Michael Mann himself points out that in many cases, war was not a choice, nor an instrument, but rather “the name of the game”, the way in which militaristic societies, from the Roman empire to feudal Japan, functioned. War and militarism were “baked” into societies and cultures, and hence could not be chosen away. This is one more reason for which the question of rationality/ irrationality, when raised in explicitly instrumental terms, has a limited analytical reach in the context of Mann’s long-term historical analysis. It does not fully do justice to the quality of the book. The question, from Michael Mann’s partly neo-Weberian point of view should maybe not be whether war is irrational or rational but rather what type of rationalities it serves and for whom. To put it differently, irrationality can hardly be an explanation since it basically means that we are unable to understand and interpret the thought-processes (be they value-based, instrumental, rooted in habit…) that led to a given decision.
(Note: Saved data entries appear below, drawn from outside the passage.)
PR #4389, opened 2023-05-30
YAML Refactoring Protected Nodes

justjack2347:
## Description

This pull request looks to refactor the autocorrect code to make the replacement function easier to read. This is similar to what was discussed by @nathanlesage in pull request #4367. It makes '---' at the start of a file be parsed as a 'YAMLFrontmatterStart' node, which has now also been set to be a protected node.

It is worth noting that this was discussed in order to make the code simpler in the autocorrect function and include more in the protected nodes section. However, while we have been working to make more of the checks be whether the text is protected nodes, I am not sure whether the rest of the code has become more messy. Happy to discuss

## Changes

This has set the YAMLFrontmatterStart to be a protected node. The `posInProtectedNode` function has also been extended to check the position one position to the left of the cursor for the horizontal rule since for some reason, the horizontal rule nodes are not returned if the cursor is the final position. Then if you put the horizontal rule node as a protected node, if you are at the end of the '---' and click space or enter, it would not pick up that you are in a protected node and so will still autocorrect. Hence, there is a change that will test for these nodes in the position one place back from the current cursor location.

Then there is a change in the YAML parser where if it picks up that there are three dashes '---' at the start of the document, it will keep checking for the closing of the YAML frontmatter. However, my change is that if it cannot find the end, it will just assume that the first three dashes '---' are a frontmatter start. This does stop the parsing of the rest of the document however we might be able to run a partial parse over the rest of the document (I don't know how this works but I think @josh-133 and @mr-verb will have a look at this over the next few days). However, once the YAML frontmatter is closed, it reverts to being just a normal YAML frontmatter.

## Additional information

Additional Contributers:
@mr-verb
@josh-133 

Tested on: Windows 11


Mr-Verb:
After doing some experimentation, we found that the following need to be fixed:
Space after "---" changes node to not recognise YAML format on top line
Space after "---" anywhere else does not autocorrect to horizontal rule

@josh-133 and I will fix this now

Mr-Verb:
@josh-133 and I have worked on fixing the bugs identified by my first comment. 
Putting a space after the first '---' still deidentifies the YAMLFrontmatter
Putting '---' anywhere else in the document autocorrects to a horizontal rule. 
Below is a video outlining how YAMLFrontmatter works after the changes.
https://github.com/Zettlr/Zettlr/assets/50310102/f671d560-bc9e-4a2b-8fd8-1b9c43b07ec6

justjack2347:
@nathanlesage, I have heard from @Mr-Verb and @josh-133 that this pull request is at the stage for review. Keen if you have any feedback.

nathanlesage:
Currently on a business trip in the US, can look at it closer toward the end of June. I have the notifications on unread so I can slowly work through everything.

justjack2347:
No worries at all. Cheers!

source/common/modules/markdown-editor/commands/autocorrect.ts
```diff
@@ -35,12 +35,20 @@ const startChars = ' ([{-–—\n\r\t\v\f'
  */
 function posInProtectedNode (state: EditorState, pos: number): boolean {
   const node = syntaxTree(state).resolve(pos, 0)
+
+  // Having the cursor at the end of the HorizontalRule '---' is not considered inside the HorizontalRule node
+  // So we check the previous position to see if it is in a HorizontalRule node
+  const checkYAMLFrontmatterNode = syntaxTree(state).resolve(pos - 1, 0)
```
nathanlesage, line 41: The second resolve parameter indicates a "side" which, if I read the docs correctly, indicate into which direction it should look to find a node. It seems safer to me to use that parameter – if it does what you desire. Could you test this out? (Refer to the CM docs for a description of that parameter)

source/common/modules/markdown-editor/commands/autocorrect.ts
```diff
@@ -35,12 +35,20 @@ const startChars = ' ([{-–—\n\r\t\v\f'
...
+  if (checkYAMLFrontmatter) {
+    return checkYAMLFrontmatter
+  }
   return [
     'InlineCode', // `code`
     'Comment', 'CommentBlock', // <!-- comment -->
     'FencedCode', // Code block
     'CodeText', // Code block
-    'HorizontalRule'
+    'HorizontalRule' // ---
```
nathanlesage, line 51: (or `***`)

source/common/modules/markdown-editor/commands/autocorrect.ts
```diff
@@ -35,12 +35,20 @@ const startChars = ' ([{-–—\n\r\t\v\f'
  */
 function posInProtectedNode (state: EditorState, pos: number): boolean {
   const node = syntaxTree(state).resolve(pos, 0)
+
+  // Having the cursor at the end of the HorizontalRule '---' is not considered inside the HorizontalRule node
+  // So we check the previous position to see if it is in a HorizontalRule node
+  const checkYAMLFrontmatterNode = syntaxTree(state).resolve(pos - 1, 0)
+  const checkYAMLFrontmatter = [ 'YAMLFrontmatterStart', 'YAMLFrontmatterEnd', 'HorizontalRule' ].includes(checkYAMLFrontmatterNode.type.name)
+  if (checkYAMLFrontmatter) {
+    return checkYAMLFrontmatter
```
nathanlesage, line 44: If my above comment works (see the same function call on line 37, I think it should work if you replace the second parameter with `-1`, but again, please check the docs first), then you can remove this entire check and add those nodes below to the array of protected nodes, cleaning this up a little.

source/common/modules/markdown-editor/parser/frontmatter-parser.ts
```diff
@@ -16,6 +16,7 @@ import { type BlockParser } from '@lezer/markdown'
 import { StreamLanguage } from '@codemirror/language'
 import { yaml } from '@codemirror/legacy-modes/mode/yaml'
 import { partialParse } from './partial-parse'
+// import { log } from 'console'
```
nathanlesage, line 19: Please remove this line

source/common/modules/markdown-editor/parser/frontmatter-parser.ts
```diff
@@ -49,6 +50,9 @@ export const frontmatterParser: BlockParser = {
       // The parser has collected the full rest of the document. This means
       // the frontmatter never stopped. In order to maintain readability, we
       // simply abort parsing.
+      const node = ctx.elt('YAMLFrontmatterStart', 0, 3)
+      ctx.nextLine()
+      ctx.addElement(node)
```
nathanlesage, line 55: Please remove this. There is a reason an unclosed frontmatter is not parsed as a frontmatter. This will break compatibility with Pandoc and break expectations.

nathanlesage (changes requested):
I think this PR is slowly coming together, but there are a few things I need you to take a second look at – please see my comments for that!

nathanlesage:
> it isn't initially parsed as a HorizontalRule by Lezer

I saw this myself, and had a look at the CommonMark spec: It doesn't say that a horizontal line on the very first line shouldn't be parsed as an HR. I think this may just be an oversight, but indeed your feeling is right: This means we do have to persist the manual check for HRs at the very beginning.

nathanlesage:
Yeah, but it might be good to just add a comment to say why we have this manual check, so we don't forget it again and wonder why we don't do this via nodes! Also somehow GitHub doesn't show a proper diff anymore, so I think you need to do a quick rebase so that I can double check your code one last time before merging it!

justjack2347:
Umm, so I have tried to rebase but I have done something wrong.

justjack2347:
Have closed this in favour of a cleaned up pull request #4447

Issue #4327, opened 2023-05-14
Numbers don't update correctly when reordering list items


noah-arroyo:
### Description

**Expected behavior:** When moving items up or down in an ordered list, the list content should move while the list numbers don't, maintaining a proper sequence. 

**Buggy behavior:** When moving items up or down in an ordered list, the list numbers follow the content, breaking the proper sequence of the list. 

### Reproducing

Write a list:

1- apple
2- banana
3- coconut
4- daikon

Navigate the caret to list item #2, press `Alt`+`↑` to move that item into #1 position. That yields the following output:

2- banana
1- apple
3- coconut
4- daikon

(I'm using "2-", "1-" etc. because if I use "2.", "1." etc. then github will render them sequentially rather than in my custom order, above.)

### Zettlr Version

Beta (if applicable)

### Specify version

3.0.0-beta.4

### Installation Method

From the Website or GitHub

### Your Platform

- [X] Windows
- [ ] macOS
- [ ] Linux

### Architecture

- [X] Intel 64bit
- [ ] ARM 64bit

### Operating System Version

Windows 10

Kinack987:
I'm having a look into this issue now. Should hopefully have more details and potentially a PR up soon.

mattstring:
I've played around with this a bit and it isn't specific to moving lines with alt+up/alt+down, ordered lists item numbers don't update in general when altering them in some way (For example, if you have list 1 2 3 4 5 6, and you copy element 6 to clipboard then paste it above element 2, the list is now ordered 1 6 2 3 4 5) (The same behaviour as described above, but occurs in general when moving items around in existing lists).

Kinack987:
I've opened a pull request #4406 to fix this issue. However, for now, I have only addressed the case of moving lines with alt+up/alt+down. There is another pinned issue #937 open since 2020 which addresses the issue of fixing list numbers when deleting / copy-pasting items in an ordered list. As such, I'd suggest this issue could be safely closed if the above pull request is found to be sufficient.

noah-arroyo:
Ah gotcha, good catch. Guessing this requires someone else's weigh in -- I don't object to what you're describing.

nathanlesage:
As I've also written in the PR: There is this function that can automatically correct list markers for those lists that are touched by any of the selections within the editor.

[...]

Issue #937, opened 2020-06-16
[ENHANCEMENT] Keeping numbering consistent when deleting items from a numbered list


peczony:
## Description

There should be a way to keep numbering consistent when deleting items from a numbered list.
What I’m talking about is: suppose you have a list like

```
1. one
2. two
3. three
4. four
```

Then you delete point 2. You are left with

```
1. one
3. three
4. four
```

That’s not a problem if you export the content but when you e.g. copy Markdown, the inconsistency is still there. It would be better if there was some way to recalculate the numbering.

## Proposed Changes

I can think of two possible ways to solve this.

(1) When one presses enter to create a new list item, the numbering could be automatically recalculated, so instead of

```
1. one
3. three
4. four
5.
```

it would be

```
1. one
2. three
3. four
4.
```

Recalculating should also be done on indent change as it effectively creates new lists?

(2) A context menu item that would allow to recalculate numbering in the currently selected list

sebastienvercammen:
Side note: GitHub supports the following:

```
1. a
1. b
1. c
```

and it'll render as

```
1. a
2. b
3. c
```

as demonstrated:
1. a
1. b
1. c

A similar approach will simplify all numbering. I don't know how this affects other systems though (but if it does, perhaps it's time for this to become a standard?).

nathanlesage:
> A similar approach will simplify all numbering. I don't know how this affects other systems though (but if it does, perhaps it's time for this to become a standard?).

In Zettlr, you can also do lists like such:

```
#. One
#. Two
#. Three
```

And it'll automatically number; because this is a feature of Pandoc. Oh, and we might want to support that in the list indentation as well … let's remember this!

peczony:
Sure, I’m totally fine with `1. 1.` or `#. #.` syntax. On the other hand it would be convenient to quickly see what the resulting numbering would be without first exporting the content. Like some hotkey for quick non-editable preview maybe?

nathanlesage:
Of course, but there's no hotkey necessary. Just some improvements to the underlying algorithm, which is currently based on a CodeMirror plugin. We'd need to rewrite that thing. Possible, but quite some work!

peczony:
I mean maybe “show quick html preview instead of editable text” is less work than rewriting the plugin, with the same effect (and maybe even better for some use cases) :)

nathanlesage:
> I mean maybe “show quick html preview instead of editable text” is less work than rewriting the plugin

[...]

PR #4406, opened 2023-06-09
New Functionality Fixing List Numbers After Moving Lines

Kinack987:
## Description

Moving lines that are part of an ordered list using 'Alt-UpArrow'/'Alt-DownArrow' will now also correct the list numbers of any affected lists after the move. Fix for #4327.

## Changes

- Added new functions to lists.ts which will call correctListMarkers after moving a line up or down inside an ordered list using the 'Alt-UpArrow'/'Alt-DownArrow' shortcuts.
- Modified keymap.ts to call these custom functions in lists.ts rather than directly calling codemirror's moveLine functions. The modified functions will then call codemirror's moveLine functions.
- Updated CHANGELOG.md to contain an entry for these changes.

## Additional information

Changing keymap.ts I had to replace 'Alt-Up' with 'Alt-ArrowUp' for the relevant keypress to register properly.
It seems 'Alt-Up' may have been mistakenly used in an earlier revision.
I will open an issue explaining this for further reference.
As mentioned in a comment on #4327, list numbers also do not update correctly in other cases, such as when copy-pasting or when deleting a line that is part of an ordered list. This is actually addressed in an old pinned issue from 2020 #937 and is not something I'm able to fix right now. 

Tested on: Windows 11 v22H2


nathanlesage:
This looks good so far. I'm not entirely trusting my very own code here that corrects list markers, but your intuition is absolutely correct. I'll give this a quick try later and if it works, I'll quickly merge your PR. Thank you already for your work!

> Changing keymap.ts I had to replace 'Alt-Up' with 'Alt-ArrowUp' for the relevant keypress to register properly.

This sounds odd. Could be a change in CodeMirror, or indeed a simple mistake by me.

> As mentioned in a comment on https://github.com/Zettlr/Zettlr/issues/4327, list numbers also do not update correctly in other cases, such as when copy-pasting or when deleting a line that is part of an ordered list. This is actually addressed in an old pinned issue from 2020 https://github.com/Zettlr/Zettlr/issues/937 and is not something I'm able to fix right now.

Well, given that my function to correct list markers works, then all we would need to do is do what you've done here but with all other instances where things can get removed.

Actually, this gives me an idea: Wouldn't it be possible to write a `transactionExtender` that checks if the document has been changed, and, if so, does what you've implemented here? Since the function will only alter lists where there is a cursor, this should work with moving list items up and down, adding and deleting list items, and in other instances, all without messing up other lists in the document.

Would you be up for trying this out …? Here's what I have been thinking about: https://codemirror.net/docs/ref/#state.EditorState^transactionExtender

nathanlesage:
That was a long time open — merging, because it works and it fixes even two bug reports at the same time! I'll just quickly let the unit tests go through …

PR #5237, opened 2024-06-17
Update fr-FR.po

camillem:
Corrected some obviously incorrect fuzzies.
Not the best translations, but should at least create less confusion.

## Additional information


nathanlesage:
Sorry that it took some time – thanks for your efforts! Merging in …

Michael Mann does not need the concepts of rationality/ irrationality for his analyses to be convincing and compelling. It is as if rationality is here used to criticize war and militarism on seemingly “scientific” grounds, while the author’s condemnation of war and militarism is fundamentally moral, normative and political (in the noblest sense of the word). The US invasions of Iraq, the NATO war in Afghanistan, the one-sided US-support to Israel in the Israeli-Palestinian conflict, have all catastrophic effects in the “wider Middle East” and in the world. Is this not reason enough to criticize these policies? Do they additionally need to be irrational (for whom? In what regards?), given that such a claim – just as the neorealist postulate of the rationality of states in international relations - raises more questions than it answers?
Conclusions
This is undoubtedly a major work that will have a lasting impact on the historical sociology of war. It can be read as a “repository” of contemporary knowledge about war, but it also proposes original and thought-provoking analyses of the historical development of war over several millennia and continents. In this book Michael Mann once again shows his erudition and encyclopaedic knowledge. The breadth of the empirical/ historical chapters however sometimes raises questions about the limits of transhistorical comparisons. Is there for example a transhistorical unity to the concept of war? Are raids between hunter-gather communities during the Neolithic and the Second World War not fundamentally different phenomena? Can one really talk about MIDs when it comes to ancient China for which the very notion of an “international order” might be questioned? Such criticism are however inevitable given the ambitions of the book and in no way question its brilliance.